- _WORK ITEM_:
Pick each line that has "overlay" out of the records.

- _Collected data entries_:
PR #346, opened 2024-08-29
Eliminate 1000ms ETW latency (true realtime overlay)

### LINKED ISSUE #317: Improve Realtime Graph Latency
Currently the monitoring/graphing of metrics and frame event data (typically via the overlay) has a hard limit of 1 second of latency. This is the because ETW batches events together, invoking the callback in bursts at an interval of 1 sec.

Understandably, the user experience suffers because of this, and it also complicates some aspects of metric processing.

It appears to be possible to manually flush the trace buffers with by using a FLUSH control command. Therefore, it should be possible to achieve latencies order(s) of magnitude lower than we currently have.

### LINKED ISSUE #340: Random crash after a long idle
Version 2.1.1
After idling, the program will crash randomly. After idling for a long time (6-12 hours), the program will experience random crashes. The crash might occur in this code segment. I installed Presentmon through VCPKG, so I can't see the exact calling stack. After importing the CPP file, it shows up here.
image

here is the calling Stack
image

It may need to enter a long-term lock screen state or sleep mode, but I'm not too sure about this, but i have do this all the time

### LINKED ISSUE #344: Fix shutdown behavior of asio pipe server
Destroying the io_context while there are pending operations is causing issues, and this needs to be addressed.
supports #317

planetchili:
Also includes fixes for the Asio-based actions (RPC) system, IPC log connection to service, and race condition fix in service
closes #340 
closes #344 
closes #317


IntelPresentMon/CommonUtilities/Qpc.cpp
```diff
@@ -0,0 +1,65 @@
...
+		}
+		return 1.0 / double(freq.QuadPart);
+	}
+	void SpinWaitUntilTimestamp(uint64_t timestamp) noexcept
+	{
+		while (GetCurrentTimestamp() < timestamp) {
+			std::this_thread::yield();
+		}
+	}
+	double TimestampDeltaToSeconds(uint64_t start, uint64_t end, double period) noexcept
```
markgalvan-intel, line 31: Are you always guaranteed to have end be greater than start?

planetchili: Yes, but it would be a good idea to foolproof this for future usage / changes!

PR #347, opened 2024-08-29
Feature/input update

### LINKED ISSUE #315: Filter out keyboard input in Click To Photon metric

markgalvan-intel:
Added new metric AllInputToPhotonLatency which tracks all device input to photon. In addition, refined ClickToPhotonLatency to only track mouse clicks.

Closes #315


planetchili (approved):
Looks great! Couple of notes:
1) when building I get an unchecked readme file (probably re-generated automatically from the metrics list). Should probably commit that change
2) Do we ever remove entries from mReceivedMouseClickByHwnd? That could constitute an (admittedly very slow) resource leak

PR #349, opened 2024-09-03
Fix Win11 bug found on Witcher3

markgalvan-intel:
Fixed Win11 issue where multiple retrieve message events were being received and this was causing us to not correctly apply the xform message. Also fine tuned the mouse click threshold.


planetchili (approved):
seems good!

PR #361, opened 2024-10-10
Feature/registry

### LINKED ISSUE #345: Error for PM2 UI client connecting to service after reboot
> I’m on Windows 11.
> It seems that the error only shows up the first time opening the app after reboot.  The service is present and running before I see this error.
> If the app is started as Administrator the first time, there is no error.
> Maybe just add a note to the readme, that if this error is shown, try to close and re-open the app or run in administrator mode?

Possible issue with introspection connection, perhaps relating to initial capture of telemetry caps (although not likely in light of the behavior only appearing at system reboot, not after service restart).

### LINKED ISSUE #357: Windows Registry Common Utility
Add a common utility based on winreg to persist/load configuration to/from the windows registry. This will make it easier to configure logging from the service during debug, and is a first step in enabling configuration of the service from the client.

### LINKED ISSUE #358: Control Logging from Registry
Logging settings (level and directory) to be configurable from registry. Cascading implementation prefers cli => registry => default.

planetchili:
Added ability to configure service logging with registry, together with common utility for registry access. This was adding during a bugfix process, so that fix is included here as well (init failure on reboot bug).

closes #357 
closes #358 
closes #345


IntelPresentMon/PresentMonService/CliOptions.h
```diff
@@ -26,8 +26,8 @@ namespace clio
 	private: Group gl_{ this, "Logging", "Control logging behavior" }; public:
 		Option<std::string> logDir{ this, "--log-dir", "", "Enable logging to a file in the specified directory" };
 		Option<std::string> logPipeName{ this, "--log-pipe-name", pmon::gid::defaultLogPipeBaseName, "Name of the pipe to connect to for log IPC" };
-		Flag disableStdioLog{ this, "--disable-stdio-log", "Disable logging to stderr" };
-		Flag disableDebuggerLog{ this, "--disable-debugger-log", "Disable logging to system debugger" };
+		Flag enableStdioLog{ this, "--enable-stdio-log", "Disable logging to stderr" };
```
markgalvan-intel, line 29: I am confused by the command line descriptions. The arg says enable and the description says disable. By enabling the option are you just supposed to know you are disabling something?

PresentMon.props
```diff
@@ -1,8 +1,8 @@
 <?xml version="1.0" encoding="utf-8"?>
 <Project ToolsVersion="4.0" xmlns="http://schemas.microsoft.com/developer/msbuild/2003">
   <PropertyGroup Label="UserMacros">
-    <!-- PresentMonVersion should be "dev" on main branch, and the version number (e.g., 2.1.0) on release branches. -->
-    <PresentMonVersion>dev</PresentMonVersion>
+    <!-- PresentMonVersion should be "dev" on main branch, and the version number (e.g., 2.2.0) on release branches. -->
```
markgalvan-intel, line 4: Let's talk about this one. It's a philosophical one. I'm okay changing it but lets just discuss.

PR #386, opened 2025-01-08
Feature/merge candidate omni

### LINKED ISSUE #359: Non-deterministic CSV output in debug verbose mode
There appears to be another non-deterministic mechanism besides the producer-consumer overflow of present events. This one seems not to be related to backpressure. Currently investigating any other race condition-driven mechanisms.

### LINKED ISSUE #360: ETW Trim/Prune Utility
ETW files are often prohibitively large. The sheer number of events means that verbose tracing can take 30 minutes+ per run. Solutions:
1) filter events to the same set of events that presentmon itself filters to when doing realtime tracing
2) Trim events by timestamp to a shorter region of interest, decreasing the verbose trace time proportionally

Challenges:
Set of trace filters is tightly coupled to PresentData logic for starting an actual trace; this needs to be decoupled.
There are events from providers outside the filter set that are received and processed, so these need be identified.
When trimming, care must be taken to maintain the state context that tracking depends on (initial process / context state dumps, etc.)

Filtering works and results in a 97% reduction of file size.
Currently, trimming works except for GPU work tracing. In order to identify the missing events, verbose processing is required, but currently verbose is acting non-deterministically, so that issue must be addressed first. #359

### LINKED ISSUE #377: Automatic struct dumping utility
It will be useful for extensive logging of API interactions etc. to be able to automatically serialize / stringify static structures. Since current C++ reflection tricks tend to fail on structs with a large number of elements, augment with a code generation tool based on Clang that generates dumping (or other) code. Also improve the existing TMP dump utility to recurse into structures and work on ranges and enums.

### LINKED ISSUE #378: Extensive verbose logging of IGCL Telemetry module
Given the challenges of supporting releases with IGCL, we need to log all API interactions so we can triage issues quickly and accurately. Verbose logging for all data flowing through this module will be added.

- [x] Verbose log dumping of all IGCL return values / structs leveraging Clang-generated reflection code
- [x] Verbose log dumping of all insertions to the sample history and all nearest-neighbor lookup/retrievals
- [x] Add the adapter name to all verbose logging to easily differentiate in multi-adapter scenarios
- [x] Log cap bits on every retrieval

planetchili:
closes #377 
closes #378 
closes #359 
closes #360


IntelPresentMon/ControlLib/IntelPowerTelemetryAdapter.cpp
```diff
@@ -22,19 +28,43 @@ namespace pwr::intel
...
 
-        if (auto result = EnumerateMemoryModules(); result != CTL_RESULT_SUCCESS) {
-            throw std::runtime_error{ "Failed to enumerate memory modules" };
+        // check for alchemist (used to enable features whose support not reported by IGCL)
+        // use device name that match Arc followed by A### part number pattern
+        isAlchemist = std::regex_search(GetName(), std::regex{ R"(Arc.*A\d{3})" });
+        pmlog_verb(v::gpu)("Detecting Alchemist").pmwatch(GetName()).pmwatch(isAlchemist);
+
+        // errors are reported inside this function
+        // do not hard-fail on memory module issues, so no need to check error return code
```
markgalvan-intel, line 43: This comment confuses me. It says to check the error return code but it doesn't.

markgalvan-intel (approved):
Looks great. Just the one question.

--

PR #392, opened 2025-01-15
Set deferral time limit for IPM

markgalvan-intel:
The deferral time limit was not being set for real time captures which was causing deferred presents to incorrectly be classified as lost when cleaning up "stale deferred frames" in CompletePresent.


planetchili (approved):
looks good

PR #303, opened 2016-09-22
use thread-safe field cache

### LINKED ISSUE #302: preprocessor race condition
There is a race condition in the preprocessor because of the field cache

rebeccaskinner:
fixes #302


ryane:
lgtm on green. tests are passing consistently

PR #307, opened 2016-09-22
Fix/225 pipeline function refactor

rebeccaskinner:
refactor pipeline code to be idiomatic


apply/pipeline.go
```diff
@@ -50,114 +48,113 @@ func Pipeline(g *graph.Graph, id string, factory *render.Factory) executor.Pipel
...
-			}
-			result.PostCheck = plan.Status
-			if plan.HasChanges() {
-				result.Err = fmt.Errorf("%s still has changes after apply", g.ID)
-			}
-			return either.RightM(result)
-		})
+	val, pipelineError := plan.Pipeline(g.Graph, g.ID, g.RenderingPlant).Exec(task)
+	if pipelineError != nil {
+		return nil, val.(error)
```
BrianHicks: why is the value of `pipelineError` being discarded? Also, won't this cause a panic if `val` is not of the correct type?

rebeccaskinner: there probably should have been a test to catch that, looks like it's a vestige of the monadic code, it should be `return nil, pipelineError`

---

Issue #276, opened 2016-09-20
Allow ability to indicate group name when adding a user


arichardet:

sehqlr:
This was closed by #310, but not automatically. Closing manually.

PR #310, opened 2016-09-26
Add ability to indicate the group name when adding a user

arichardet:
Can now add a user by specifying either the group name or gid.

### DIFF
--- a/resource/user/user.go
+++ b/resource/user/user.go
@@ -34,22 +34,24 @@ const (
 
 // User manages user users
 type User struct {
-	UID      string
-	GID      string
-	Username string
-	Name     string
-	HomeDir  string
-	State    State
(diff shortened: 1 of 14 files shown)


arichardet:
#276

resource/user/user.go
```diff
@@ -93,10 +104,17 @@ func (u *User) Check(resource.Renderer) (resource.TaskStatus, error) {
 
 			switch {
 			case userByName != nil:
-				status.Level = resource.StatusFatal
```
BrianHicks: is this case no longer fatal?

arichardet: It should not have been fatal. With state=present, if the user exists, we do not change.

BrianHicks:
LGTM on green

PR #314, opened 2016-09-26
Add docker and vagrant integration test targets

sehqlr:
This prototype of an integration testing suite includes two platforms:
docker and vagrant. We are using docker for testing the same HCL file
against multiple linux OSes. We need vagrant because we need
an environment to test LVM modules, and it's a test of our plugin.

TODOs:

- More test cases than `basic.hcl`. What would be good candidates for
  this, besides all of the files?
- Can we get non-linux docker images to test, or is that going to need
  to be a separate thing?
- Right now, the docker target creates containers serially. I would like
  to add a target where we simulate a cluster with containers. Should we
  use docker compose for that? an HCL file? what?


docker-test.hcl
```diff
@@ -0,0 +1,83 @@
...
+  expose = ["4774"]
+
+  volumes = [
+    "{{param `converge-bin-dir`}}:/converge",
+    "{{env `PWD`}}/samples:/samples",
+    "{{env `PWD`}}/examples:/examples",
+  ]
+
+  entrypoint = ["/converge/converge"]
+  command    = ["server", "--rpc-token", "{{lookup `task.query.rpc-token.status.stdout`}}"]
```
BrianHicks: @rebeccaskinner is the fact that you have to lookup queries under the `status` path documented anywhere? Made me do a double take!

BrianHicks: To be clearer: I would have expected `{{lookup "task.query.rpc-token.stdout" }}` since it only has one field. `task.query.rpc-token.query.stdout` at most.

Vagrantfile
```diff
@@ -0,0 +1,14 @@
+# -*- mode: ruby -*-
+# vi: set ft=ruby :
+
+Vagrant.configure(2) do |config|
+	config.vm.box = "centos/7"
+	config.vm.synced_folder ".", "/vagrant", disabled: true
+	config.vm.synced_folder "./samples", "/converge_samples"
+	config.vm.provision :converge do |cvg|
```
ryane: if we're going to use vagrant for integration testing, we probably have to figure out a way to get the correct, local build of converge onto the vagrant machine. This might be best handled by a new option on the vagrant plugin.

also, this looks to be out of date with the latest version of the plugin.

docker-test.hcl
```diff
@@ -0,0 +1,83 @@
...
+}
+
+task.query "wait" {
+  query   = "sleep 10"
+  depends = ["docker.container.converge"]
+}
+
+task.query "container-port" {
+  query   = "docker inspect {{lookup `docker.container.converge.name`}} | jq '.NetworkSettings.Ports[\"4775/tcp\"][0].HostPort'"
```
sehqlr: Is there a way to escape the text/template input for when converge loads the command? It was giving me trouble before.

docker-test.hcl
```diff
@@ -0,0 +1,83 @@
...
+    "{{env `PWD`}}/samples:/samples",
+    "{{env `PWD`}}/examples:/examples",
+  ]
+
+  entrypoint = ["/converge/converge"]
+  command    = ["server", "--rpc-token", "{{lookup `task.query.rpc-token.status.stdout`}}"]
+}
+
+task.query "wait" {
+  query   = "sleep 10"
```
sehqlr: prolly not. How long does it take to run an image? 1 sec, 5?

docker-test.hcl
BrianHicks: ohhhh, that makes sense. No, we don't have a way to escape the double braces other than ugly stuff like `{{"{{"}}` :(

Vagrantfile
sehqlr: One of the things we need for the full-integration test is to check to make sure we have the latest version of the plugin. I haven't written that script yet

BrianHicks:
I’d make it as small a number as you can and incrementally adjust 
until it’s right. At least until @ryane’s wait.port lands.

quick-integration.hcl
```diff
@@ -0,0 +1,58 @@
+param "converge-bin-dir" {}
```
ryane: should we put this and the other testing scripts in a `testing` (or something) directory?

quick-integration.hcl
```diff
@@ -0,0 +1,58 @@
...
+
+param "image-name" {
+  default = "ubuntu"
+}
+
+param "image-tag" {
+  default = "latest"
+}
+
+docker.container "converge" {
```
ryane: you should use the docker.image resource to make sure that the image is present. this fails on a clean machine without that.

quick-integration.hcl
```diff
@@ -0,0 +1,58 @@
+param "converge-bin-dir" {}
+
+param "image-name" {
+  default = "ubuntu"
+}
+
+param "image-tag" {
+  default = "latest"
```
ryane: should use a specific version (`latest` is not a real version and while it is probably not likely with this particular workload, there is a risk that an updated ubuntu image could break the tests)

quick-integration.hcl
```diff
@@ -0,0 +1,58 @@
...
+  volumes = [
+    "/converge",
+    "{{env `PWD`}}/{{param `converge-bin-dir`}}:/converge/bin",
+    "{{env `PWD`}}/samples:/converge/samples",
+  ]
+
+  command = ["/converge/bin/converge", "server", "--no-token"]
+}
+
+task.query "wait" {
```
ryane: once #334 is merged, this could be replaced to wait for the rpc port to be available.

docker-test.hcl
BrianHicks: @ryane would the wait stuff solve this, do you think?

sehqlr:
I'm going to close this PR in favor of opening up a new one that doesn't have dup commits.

- _PROBLEM SOLUTION_:
Eliminate 1000ms ETW latency (true realtime overlay)
Currently the monitoring/graphing of metrics and frame event data (typically via the overlay) has a hard limit of 1 second of latency. This is the because ETW batches events together, invoking the callback in bursts at an interval of 1 sec.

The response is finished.